EXERCISE: Nothing outside the stretch is wanted. Repeat exactly the lines of the listing below from the one that contains "The only thing" through the one that contains "In preparation for", both ends included.

WORKING DATA:
Issue #1897, opened 2024-06-24
[LINK: <uid>] does not allow to express all valid UIDs


haxtibal:
Currently there are two different sets of allowed characters for a UID, depending on the UID context:
```
[DOCUMENT]
TITLE: Document UIDs must not contain dots or whitespaces.
UID: FOO_BAR_1

[REQUIREMENT]
UID: FOO BAR 2.
TITLE: Requirement UIDs may contain dots or whitespaces.
STATEMENT: Test.
```

That's because DOCUMENT, SECTION, LINK, ANCHOR syntax use `REGEX_UID = r"([A-Za-z0-9]+[A-Za-z0-9_\-]*)"` in their grammar, while requirements define UID as SDocNodeField which most often is matched with regex `\S.*`. [StrictDoc User Guide - UID](https://strictdoc.readthedocs.io/en/stable/strictdoc_01_user_guide.html#uid) confirms the latter:

> StrictDoc does not impose any limitations on the format of a UID. Examples: ... SAVOIR.OBC.PM.80

As a consequence, one can define `FOO BAR 2.`, but will get an exception when trying to reference it with `[LINK: FOO BAR 2.]`.

IMO:
- any UID that can be defined should also be usable in LINKs
- allowed UID characters should be the same in any context, for consistency and comprehensibility
- allowing whitespaces and dots is useful when copying requirements from external documents/standards to sdoc

stanislaw:
You are catching many things that I wanted to do myself for a long time, these are great reminders :+1: 

Your IMOs are also how I see it.

stanislaw:
Do you think you could create a good regex to catch all the cases and reuse it everywhere in the grammar? A few unit tests in the `passthrough*` group would be nice to have.

haxtibal:
> Do you think you could create a good regex to catch all the cases and reuse it everywhere in the grammar?

Yes, should be doable, just can't promise when I get to it.

haxtibal:
My initial thought was to have a special line for UID, just as it's already done for MID, something like
```
SDocNode[noskipws]:
  '[' !'SECTION' !SDocCompositeNodeTagName requirement_type = RequirementType ']' '\n'
  ('MID: ' mid = SingleLineString '\n')?
  ('UID: ' uid = UidString '\n')?
  fields *= SDocNodeField
  (
    'RELATIONS:' '\n'
    (relations += Reference)
  )?
;
```

But this would have a similar surprising effect as MID has right know:

[...]

PR #1903, opened 2024-06-30
backend/sdoc: SDocNode: Make MID a normal SDocField

stanislaw:
Follow-up to https://github.com/strictdoc-project/strictdoc/issues/1897#issuecomment-2187562062


stanislaw:
cc @haxtibal

PR #1904, opened 2024-06-30
Add parentheses to UID regex

haxtibal:
Follow up to #1902.


haxtibal:
Just noticed I broke my own document with #1902. It roughly goes like
```
[REQUIREMENT]
UID: CR 1.1
STATEMENT: A statement.

[REQUIREMENT]
UID: CR 1.1 Enhancement (1)
STATEMENT: One more thing.
```

Can we allow parentheses? Do you know more characters that should be allowed right now?

PR #58, opened 2021-07-12
publish config module

biandratti:
Adding the option to publish config module

### DIFF
--- a/build.sc
+++ b/build.sc
@@ -62,7 +62,8 @@ class MetronomeModule(val crossScalaVersion: String) extends CrossScalaModule {
         Developer("aakoshh", "Akosh Farkash", "https://github.com/aakoshh"),
         Developer("lemastero","Piotr Paradzinski","https://github.com/lemastero"),
         Developer("KonradStaniec","Konrad Staniec","https://github.com/KonradStaniec"),
-        Developer("rtkaczyk", "Radek Tkaczyk", "https://github.com/rtkaczyk")
+        Developer("rtkaczyk", "Radek Tkaczyk", "https://github.com/rtkaczyk"),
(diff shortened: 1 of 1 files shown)


build.sc
```diff
@@ -62,7 +62,8 @@ class MetronomeModule(val crossScalaVersion: String) extends CrossScalaModule {
         Developer("aakoshh", "Akosh Farkash", "https://github.com/aakoshh"),
         Developer("lemastero","Piotr Paradzinski","https://github.com/lemastero"),
         Developer("KonradStaniec","Konrad Staniec","https://github.com/KonradStaniec"),
-        Developer("rtkaczyk", "Radek Tkaczyk", "https://github.com/rtkaczyk")
+        Developer("rtkaczyk", "Radek Tkaczyk", "https://github.com/rtkaczyk"),
+        Developer("biandratti", "Maxi Biandratti", "https://github.com/biandratti")
```
aakoshh, line 66: :wave:  :partying_face:

aakoshh (approved):
One thing to keep in mind is that we'll have to start bumping the version of metronome after this snapshot, so that Nix doesn't complain about the changing hash of `0.1.0-SNAPSHOT`. 

Maybe it's time to merge into `master` and release `0.1.0` so you don't have to reference the `SNAPSHOT` version.

biandratti:
> One thing to keep in mind is that we'll have to start bumping the version of metronome after this snapshot, so that Nix doesn't complain about the changing hash of `0.1.0-SNAPSHOT`.
> 
> Maybe it's time to merge into `master` and release `0.1.0` so you don't have to reference the `SNAPSHOT` version.

great, I'll do it

PR #59, opened 2021-07-13
[PM-3109/3131/3132/3137] CheckpointingService calls to Interpreter

rtkaczyk:


metronome/checkpointing/service/src/io/iohk/metronome/checkpointing/service/CheckpointingService.scala
```diff
@@ -141,16 +154,25 @@ class CheckpointingService[F[_]: Sync, N](
...
-      block: Block
+  private def updateLedgerTree(
+      ledger: Ledger,
+      block: Block,
+      //TODO: I don't like this
+      precomputed: Boolean = false
   ): F[Ledger] = {
-    val newLedger = oldLedger.update(block.body.transactions)
+    val newLedger =
+      if (precomputed) ledger else ledger.update(block.body.transactions)
```
aakoshh, line 175: I would not have guessed that `precomputed` means the ledger is for the block, otherwise it's for the parent. Maybe a separate method, or an `Either` (left=parent, right=child ledger)?

metronome/checkpointing/service/src/io/iohk/metronome/checkpointing/service/CheckpointingService.scala
```diff
@@ -30,19 +32,38 @@ import scala.annotation.tailrec
...
+        else
+          interpreterClient.createBlockBody(oldLedger, mempool.proposerBlocks)
+      }
+
+      newLedger = oldLedger.update(newBody.transactions)
+      newBlock  = Block.make(parent.header, newLedger.hash, newBody)
+
+      _ <- OptionT.liftF(
+        updateLedgerTree(newLedger, newBlock, precomputed = true)
+      )
```
aakoshh, line 64: Once the block is created, you can set `hasNewCheckpointCandidate` to false.

metronome/checkpointing/models/src/io/iohk/metronome/checkpointing/models/Mempool.scala
```diff
@@ -0,0 +1,15 @@
...
+case class Mempool(
+    proposerBlocks: IndexedSeq[ProposerBlock],
+    hasNewCheckpointCandidate: Boolean
+) {
+  def isEmpty: Boolean =
+    proposerBlocks.isEmpty && !hasNewCheckpointCandidate
+}
+
+object Mempool {
+  val empty: Mempool = Mempool(Vector.empty, false)
```
aakoshh, line 14: It might be safer to start with `true`, just in case for example the PoW network would be waiting for the checkpoint to arrive (like Advocate would), unable to generate new events and not sending new notifications.

metronome/checkpointing/service/src/io/iohk/metronome/checkpointing/service/CheckpointingService.scala
```diff
@@ -30,19 +32,38 @@ import scala.annotation.tailrec
...
       highQC: QuorumCertificate[CheckpointingAgreement]
-  ): F[Option[Block]] = ???
+  ): F[Option[Block]] = (
+    for {
+      parent    <- OptionT(getBlock(highQC.blockHash))
+      oldLedger <- OptionT(projectLedger(parent))
+      mempool   <- OptionT.liftF(projectMempool)
+
+      newBody <- OptionT {
+        if (mempool.isEmpty)
```
aakoshh, line 53: It may be worth making this behaviour configurable, in case the interpreter doesn't support notifications for whatever reason.

metronome/checkpointing/service/src/io/iohk/metronome/checkpointing/service/CheckpointingService.scala
```diff
@@ -280,7 +303,7 @@ object CheckpointingService {
       ledgerStorage: LedgerStorage[N],
       blockStorage: BlockStorage[N, CheckpointingAgreement],
       viewStateStorage: ViewStateStorage[N, CheckpointingAgreement],
-      pushCheckpointFn: CheckpointCertificate => F[Unit]
+      interpreterClient: InterpreterRPC[F]
```
aakoshh, line 306: I know this is a draft, but as I [commented](https://github.com/input-output-hk/metronome/pull/53#discussion_r666075541) before I thought `apply` would get the local connection manager and create the client directly, so that it can pass the `ServiceRPC` instance that has access to things like the `mempool` created further down.

metronome/checkpointing/service/src/io/iohk/metronome/checkpointing/service/CheckpointingService.scala
rtkaczyk: What if another checkpoint notification comes along while creating the block? It's probably not a big issue since it's a really tiny window where it cause a race condition and if it does other federation members should continue including checkpoint candidates, but I'm not entirely happy relying on that. Should we add locking?

aakoshh: Good point! I think the solution is to use [Ref.getAndUpdate](https://github.com/typelevel/cats-effect/blob/c86425cbc88a5d1551ba26a6b76a8cac1d493002/kernel/shared/src/main/scala/cats/effect/kernel/Ref.scala#L47) instead of `Ref.get` to access the mempool, and set the "dirty" flag right there when it's read. This would be in `projectMempool` before any further filtering is done, but then if another notification comes in, it's fine because we don't need to update the mempool again during block creation.

rtkaczyk: Related to this is at which point we should save the filtered `Mempool` in its `Ref`, so that we don't lose proposerBlocks that may come along?

What if we had an effectful `projectMempool(hash: Block.Hash): F[Mempool]` and a pure `filterMempool(body: Block.Body)(mempool: Mempool): Mempool`. `projectMempool` uses `filterMempool` but doesn't save the result. Then for each executed block we do `mempoolRef.update(filterMempool(body))`. WDYT?

aakoshh: Also a very good question, something I've been pondering myself over the weeks too. 

I think that removing transactions from the mempool after executing a block is the right thing to do. These transactions either got checkpointed or they ended up in the ledger. We can't do it after creating a block because it may not gather enough votes, and we have to re-propose the same transaction next time. 

There are some potential problems, though, which I mentioned to @fishermanymc. You asked last week how we should deal with proposed transactions that we have already seen somehow, and I said they should be handled by the Interpreter which actually understands the content. For example we could be at height 101, having checkpointed height 100 already (say, every 10th), and someone proposes to include a transaction and height 75. The Interpreter can just reject such block because maybe Advocate only allows uncle blocks that are newer than the last checkpoint, or the one before that (level 100 or 90). 

But what if I'm an honest node and for some reason I just made a block at level 89 and it got into my mempool, how to get rid of it now? Should there be a TTL, in terms of proposal attempts? Or maybe we should have one more message between the Service and the Interpreter, where we actually hand over the mempool to the Interpreter after each committed or executed block to be filtered?

metronome/checkpointing/service/src/io/iohk/metronome/checkpointing/service/CheckpointingService.scala
rtkaczyk: Yeah, makes sense, but do you mean to include this config now or just make a note of it? Asking, cause I don't believe we actually have any config settings yet. Do you have any concrete vision as to how they should be structured?

aakoshh: What I do in these cases is either:
* Add a constructor argument to indicate that this is an optional behaviour that I can tweak later during application composition.
* When I have two or more of these options, I usually create `case class Config` in the companion object to hold all possible options for this class, perhaps with a `val default = Config(...)` for the default options that I can use as a default parameter value in `apply` and pass to the constructor. For example [ConsensusService.Config](https://github.com/input-output-hk/metronome/blob/pm-3353-quorum-certificate-phase-typed/metronome/hotstuff/service/src/io/iohk/metronome/hotstuff/service/ConsensusService.scala#L580), which gets passed down through `HotStuffService`.

This second option can then be naturally used by the `config` module, so we can have a root config object like this:
```scala
case class CheckpointingConfig(
  network: CheckpointingConfig.Network, 
  checkpointing: CheckpointingService.Config
)
```
Or something along those lines. [RobotConfig](https://github.com/input-output-hk/metronome/pull/42/files#diff-1495f70cdcd12e0a2f23837ea37dd12921eba8d68262c606737f046fb9a0e123) is an example, used throughout [RobotComposition](https://github.com/input-output-hk/metronome/pull/42/files#diff-10b56ac2536b604ca590b5fe6859da38983d0023e5199eb3d5659d1d9cee12ddR72-R75) to pass the values to things that demand it.

rtkaczyk: Oh, thanks, I did not realise we already have something like that. Yeah I would definitely prefer to accumulate those settings using a case class as there will certainly be more. Interpreter timeout being one example. 

I was also thinking that there should be a setting whether to expect any proposer blocks. In case of ETC (`false`) it wouldn't make sense to filter out mempool, especially that it may need to read blocks from storage.

metronome/checkpointing/service/src/io/iohk/metronome/checkpointing/service/CheckpointingService.scala
rtkaczyk: Yeah, that sucked, fixed

metronome/hotstuff/consensus/test/src/io/iohk/metronome/hotstuff/consensus/ArbitraryInstances.scala
```diff
@@ -8,13 +8,18 @@ import io.iohk.metronome.hotstuff.consensus.basic.Phase.{
...
 import org.scalacheck.Arbitrary.arbitrary
+import org.scalacheck.rng.Seed
 import org.scalacheck.{Arbitrary, Gen}
 import scodec.bits.ByteVector
 
 trait ArbitraryInstances {
 
   def sample[T: Arbitrary]: T = arbitrary[T].sample.get
 
+  //TODO: rename / remove above?
```
rtkaczyk, line 19: I thought I was going to use it in order to avoid creating extra fixture parameters to pass where `Gen` context is not available, but I did not in the end. Remove?

aakoshh: I'm not exactly sure how to use `sample0`, where to get the `Seed` from, but we can leave it in for rainy days.

aakoshh (approved):
Solid work :+1:

PR #62, opened 2021-07-13
Release/v0.2.0

biandratti:
Bump to v0.2.0


aakoshh:
Hey @biandratti I see you closed this PR. Just to clarify, we came up with this semi-manual release process with Konrad: we use the [version file](https://com-lihaoyi.github.io/mill/mill/Contrib_Modules.html#_version_file) module of `mill` to [remove](https://github.com/input-output-hk/metronome/blob/develop/.circleci/publish.sh#L18) the `-SNAPSHOT` from the version during any build on `master`, so we don't have to do it manually, just do a merge an it's automatically released. 

The only thing we do have to do manually is to update `develop` later to start pushing the next version snapshot instead.

Sorry, I did both of these PRs without waiting for reviews. Thanks for jumping on the opportunity though!

PR #64, opened 2021-07-21
PM-3587: Bump mill version to 0.9.9

aakoshh:
In preparation for https://github.com/NixOS/nixpkgs/pull/130823

I had to separate the tests into `specs` and `props` because apparently since mill 0.9.7 we can only use one test framework per module.


rtkaczyk:
I'm glad that `mill mill.scalalib.GenIdea/idea` still works

rtkaczyk (approved):
Looks good!

PR #65, opened 2021-07-21
FIX: Add ConfigDecoders.booleanDecoder 

aakoshh:
Overrides from `-D` system properties turned Boolean values into String.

ANSWER BOX:
The only thing we do have to do manually is to update `develop` later to start pushing the next version snapshot instead.

Sorry, I did both of these PRs without waiting for reviews. Thanks for jumping on the opportunity though!

PR #64, opened 2021-07-21
PM-3587: Bump mill version to 0.9.9

aakoshh:
In preparation for https://github.com/NixOS/nixpkgs/pull/130823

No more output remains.